Qatar Tourism

Agency overview
- Jurisdiction: State of Qatar
- Headquarters: Qatar Tourism 24624 Lusail Expy, Doha, Qatar
- Minister responsible: Saad Ali Al Kharji;
- Website: www.visitqatar.qa

= Qatar Tourism Authority =

Part of Qatar government responsible for tourism

Qatar Tourism (QT) (قطر للسياحة/الهيئة العامة للسياحة), a branch of the Government of Qatar, is the apex body responsible for the formulation and administration of the rules, regulations and laws relating to the development and promotion of tourism in Qatar.

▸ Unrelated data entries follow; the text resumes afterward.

PR #3879, opened 2026-01-05
feat(activations): State rewrite for single executive

mkenigs:
Rewrite of `flox-activations` and it's dependencies to model the changes required for:

- https://www.notion.so/floxdev/Activate-Dec-25-2ca744c8e3168021b9a4d604e6ab153e

I've attempted to rebase this and the subsequent commits which complete
the rewrite into a succinct story several times but dealing with the
merge conflicts is just too hard and time consuming. So if you find
yourself reading this and wondering what's going on:

1. Matthew and I are sorry
2. Read the doc above
3. Look at the next 20~ commits

Requirements:

- We want users to have the experience of re-running hooks whenever the
environment changes (even if it’s changing back to a
previously-activated storepath that still has attached PIDs)
- We want a single `executive` for an environment. An environment is
unique by `.flox` canonical path and remote environments have this
backing directory on disk.
- For `process-compose` to always be a child process of the executive
regardless of how it’s started via `flox activate -s`, `flox services
start`, or `flox services restart`.
- To disallow simultaneous activations of the same environment in
different modes
- To disallow concurrent runs of `on-activate` (starts) for different
store paths of an environment. User facing effect will be blocking,
internally we will be polling
- For the `activations.json` schema to enforce that a PID only ever has
one entry (e.g. a single attachment).

Removed requirements:

No longer required from “refactor phase 2.5”:

- We won’t start `process-compose` if services are defined in the
manifest and they haven’t been explicitly started with one of the above
commands.
- There won’t be `flox reactivate` command. New `flox activate` calls
will always use the latest store path (`$FLOX_ENV` link). Existing
shells can pick up new vars and hooks by running an in-place `eval
"$(flox activate)"`.
- Child processes started by `on-activate` will no longer be parented to
the `executive` process and will re-parented to PID 1 when the first
attached PID for that `StoreIdentifier` exits.

---

Anything outstanding here has been rolled up to https://github.com/flox/flox/issues/3851

- [x] Fix other integration tests
- [ ]  Some code quality things
  - [x] I made a few things pub or added helpers in ActivationState while I was wrapping up tests. Also ActivationState::update_ready_after_detach feels a bit leaky
  - [ ] I think you added some test helpers (make_*) that I didn’t see at first, so I should probably have used those
- [ ] Sharing write_activation_state across crates
- [x] Version checking, re-enabling skipped bats tests
- [x] Check if we've fixed SIGUSR1 race https://github.com/flox/flox/actions/runs/20465708692/job/58809011258
[...]

PR #3903, opened 2026-01-14
fix(activations): Reset state when no executive

dcarley:
Outstanding tasks from https://github.com/flox/flox/pull/3879

Updated diagram: https://www.notion.so/floxdev/Activate-Dec-25-2ca744c8e3168021b9a4d604e6ab153e?source=copy_link#2e6744c8e3168023a351ccbc93e78685

**fix(activations): Reset state when no executive**

Discard the contents of `state.json` if the listed executive PID is no
longer running. Michael feels strongly that we should no longer trust
the contents in this scenario, which could be caused by either a process
crash (error or OOM), system crash, or unceremonious reboot.

The start state dirs (containing env snapshots) will be left in place
for any existing attachments until all subsequent new attachments are
exited and the executive cleans up the entire state dir.

This now supersedes and simplifies some of the deadlock detection that
we were doing for mode mismatches. I've implemented the check in
`try_start_or_attach` rather than `read_activations_json` (where we do
version checks) because there's no need for the executive to check that
itself is running when it reads the state file in the monitoring loop.

**refactor(activations): Combine match statements**

I think I originally wrote these separately when I was first iterating
on the logic and the early return was the first to be implemented.

It no longer makes sense to keep them separate and have to explain the
unreachable match arm though.

**refactor(activations): Move state test_helpers**

So that they're shared across crates. Put behind a feature flag so that
we don't build them into the release binaries.

**fix(activations): Prevent write with no exec PID**

I intentionally didn't make this `Option<Pid>` so that we'd never write
state without starting an executive but currently `try_start_or_attach`
constructs the state incrementally and decides whether to start an
executive before writing.

So guard against us doing the wrong thing by returning an error. The
test helper sets the PID if not already present because it's not
relevant to the tests in `flox_watchdog` where it's not currently set.

### DIFF
--- a/cli/flox-core/src/activations.rs
+++ b/cli/flox-core/src/activations.rs
@@ -345,6 +345,7 @@ pub struct ActivationState {
     info: EnvironmentInfo,
     mode: ActivateMode,
     ready: Ready,
+    /// Pid must be a non-zero value when writing state to disk.
     executive_pid: Pid,
     current_process_compose_store_path: Option<StartIdentifier>,
     attached_pids: BTreeMap<Pid, Attachment>,
@@ -688,6 +689,12 @@ pub fn write_activations_json(
     path: impl AsRef<Path>,
     lock: LockFile,
 ) -> Result<(), Error> {
+    if activations.executive_pid == EXECUTIVE_NOT_STARTED {
+        anyhow::bail!(
+            "Cannot write activation state without executive PID set (path: {})",
+            path.as_ref().display()
+        );
+    }
     crate::serialize_atomically(&json!(activations), &path, lock)?;
     Ok(())
 }
@@ -711,8 +718,11 @@ pub mod test_helpers {
     pub fn write_activation_state(
         runtime_dir: &Path,
         dot_flox_path: &Path,
-        state: ActivationState,
+        mut state: ActivationState,
     ) {
+        if !state.executive_started() {
+            state.set_executive_pid(1);
+        }
         let state_json_path = state_json_path(runtime_dir, dot_flox_path);
         let lock = acquire_activations_json_lock(&state_json_path).expect("failed to acquire lock");
         write_activations_json(&state, &state_json_path, lock).expect("failed to write state");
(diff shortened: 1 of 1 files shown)


cli/flox-core/src/activations.rs
```diff
@@ -1073,15 +1013,8 @@ mod tests {
             let result = activations.start_or_attach(pid, &start_id.store_path);
 
             match result {
-                StartOrAttachResult::Attach {
-                    start_id: id,
-                    needs_new_executive: needs_executive_spawn,
```
mkenigs, line 1078: ~question nonblocking: does this remove all the test coverage we have for when we start the executive? I guess it's covered thoroughly by integration tests~

nvm I think this is covered by the last commit

cli/flox-activations/src/cli/activate.rs
```diff
@@ -176,56 +176,48 @@ impl ActivateArgs {
...
-            } => (*needs_new_executive, start_id),
-            _ => unreachable!(),
+        let pid = std::process::id() as i32;
+        let result = activations.start_or_attach(pid, &context.flox_activate_store_path);
+        let start_id = match &result {
+            StartOrAttachResult::Start { start_id } | StartOrAttachResult::Attach { start_id } => {
+                start_id
+            },
+            StartOrAttachResult::AlreadyStarting { .. } => {
+                drop(lock); // Explicit for clarify only.
```
mkenigs:
```suggestion
                drop(lock); // Explicit for clarity only.
```

cli/flox-activations/Cargo.toml
```diff
@@ -33,6 +33,7 @@ tempfile.workspace = true
 
 
 [dev-dependencies]
+flox-core = { workspace = true, features = ["test_helpers"] }
```
mkenigs: nit: we call this "tests" for other crates. `test_helpers` is probably more clear, maybe we should use that throughout

cli/flox-core/src/activations.rs
dcarley: They were only unit testing `executive_not_started()`/`executive_running()` based on a mocked PID because it was a convenient place to prevent the PID being checked when we didn't need to.

It did occur to me that it would be nice to have some unit test coverage of `try_start_or_attach()` but currently:
1. There's some overlap with the unit tests in `ActivatonState`
2. There are a bunch of side-effects to observe, like whether it started an executive, which might hint that it's doing too much.

PR #384, opened 2025-01-27
fix: `XAccountController` should use streaming in `archiveBuild`

### LINKED ISSUE #383: Error importing large X archive
When importing a large X archive, it throws this error:

Image

This is Cyd 1.0.26.

It looks like the crash is happening in `JSON.stringify` here: https://github.com/lockdown-systems/cyd/blob/v1.0.26/src/account_x/x_account_controller.ts#L1244

After some quick searching, it looks like the problem is `JSON.stringify` can't handle this much data, or maybe the computer runs out of memory, and we need to update this to stream the JSON encoding instead of doing it all at once in memory.

redshiftzero:
Closes #383
I've tested the `archiveBuild` method using a small test archive

### DIFF
--- a/src/account_x/x_account_controller.ts
+++ b/src/account_x/x_account_controller.ts
@@ -1272,7 +1272,7 @@ export class XAccountController {
         await archiveZip.extract({ path: getAccountDataPath("X", this.account.username) });
     }
 
-    async writeJSONArray(streamWriter: fs.WriteStream, items: any[], propertyName: string) {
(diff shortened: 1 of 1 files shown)


micahflee (approved):
This looks like it should fix this specific problem to me. However, looking over this function (I'm the one who first wrote it) I can see how massive amounts of data combined with not much memory could cause it to crash in other ways too. I opened a future issue to deal with that: #385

This ministry is responsible for tourist attractions and accommodations for travelers, including all tourism related products and services, to expand and diversify of Qatar's tourism industry, as well as building up the role of tourism in the GDP of the country and its future growth and social development.

QT’s work is guided by the Qatar National Tourism Sector Strategy 2030 (QNTSS), published in February 2014, to set out a plan for the industry’s future development.

== Operations ==
In an initiative to become the Middle East's fastest-growing tourist destination, Qatar's tourism authority unveiled the nation's largest-ever worldwide marketing campaign called the Qatar National Vision 2030. In order to promote the world-class destination as the opening of more than 100 new hotels nears for the FIFA World Cup Qatar 2022, a new, dedicated website and mobile app were established in April 2021.

By 2030, the plan aims to draw more than 6 million tourists annually, from which 3 million visited only at the world cup hosted. Qatar received 1.5 million tourists during the first half of 2023, according to reporting by Gulf Times.

Qatar is expected to host the Qatar Grand Prix, motor shows, International Horticultural Expo 2023 and other events in 2023.